== Segment start ==
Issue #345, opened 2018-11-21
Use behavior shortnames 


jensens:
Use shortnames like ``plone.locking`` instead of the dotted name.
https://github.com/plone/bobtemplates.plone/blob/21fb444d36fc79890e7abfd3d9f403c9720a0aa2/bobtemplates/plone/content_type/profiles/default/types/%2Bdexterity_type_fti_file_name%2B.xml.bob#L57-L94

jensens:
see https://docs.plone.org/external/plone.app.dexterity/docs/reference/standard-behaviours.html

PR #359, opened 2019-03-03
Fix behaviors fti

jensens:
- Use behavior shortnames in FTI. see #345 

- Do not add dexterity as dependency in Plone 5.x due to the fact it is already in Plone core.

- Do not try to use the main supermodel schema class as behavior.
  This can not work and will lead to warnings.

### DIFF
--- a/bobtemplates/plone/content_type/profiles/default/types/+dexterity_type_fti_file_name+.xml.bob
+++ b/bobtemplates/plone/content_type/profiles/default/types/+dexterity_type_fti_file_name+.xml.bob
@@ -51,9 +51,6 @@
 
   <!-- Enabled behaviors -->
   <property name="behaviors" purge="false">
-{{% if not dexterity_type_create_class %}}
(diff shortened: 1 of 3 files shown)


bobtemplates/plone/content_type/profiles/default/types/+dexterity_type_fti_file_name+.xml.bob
== Segment end ==
== Segment start ==
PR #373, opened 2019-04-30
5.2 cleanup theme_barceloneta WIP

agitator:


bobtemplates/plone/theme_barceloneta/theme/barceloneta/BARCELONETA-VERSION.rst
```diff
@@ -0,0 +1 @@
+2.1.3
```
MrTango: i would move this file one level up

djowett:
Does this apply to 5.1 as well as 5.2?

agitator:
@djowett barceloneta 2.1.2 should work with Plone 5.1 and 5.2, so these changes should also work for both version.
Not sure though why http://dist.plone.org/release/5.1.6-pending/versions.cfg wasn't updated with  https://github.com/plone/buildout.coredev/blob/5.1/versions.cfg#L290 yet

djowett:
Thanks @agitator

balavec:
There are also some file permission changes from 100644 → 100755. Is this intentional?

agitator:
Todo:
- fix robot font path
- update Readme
== Segment end ==
◆ WHAT IS BEING ASKED: Looking at the listing above, which lines hold "with"? Copy every such line.

◆ WRITTEN RESPONSE:
@djowett barceloneta 2.1.2 should work with Plone 5.1 and 5.2, so these changes should also work for both version.
Not sure though why http://dist.plone.org/release/5.1.6-pending/versions.cfg wasn't updated with  https://github.com/plone/buildout.coredev/blob/5.1/versions.cfg#L290 yet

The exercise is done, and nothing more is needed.